=== Section Start ===

PR #130, opened 2018-08-07
Standardize use of Tileset

Brett208:
There were still a few uses of TileSet in the codebase. All changed to Tileset.


Brett208:
Some difficulty with Git recognizing the difference in filenames because it was only a case change involved.

Brett208:
Good call on the squash and merge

=== Section End ===

• _What you should do_: Type out each entry above again, exactly.

• _Exercise response_:
PR #130, opened 2018-08-07
Standardize use of Tileset

Brett208:
There were still a few uses of TileSet in the codebase. All changed to Tileset.


Brett208:
Some difficulty with Git recognizing the difference in filenames because it was only a case change involved.

Brett208:
Good call on the squash and merge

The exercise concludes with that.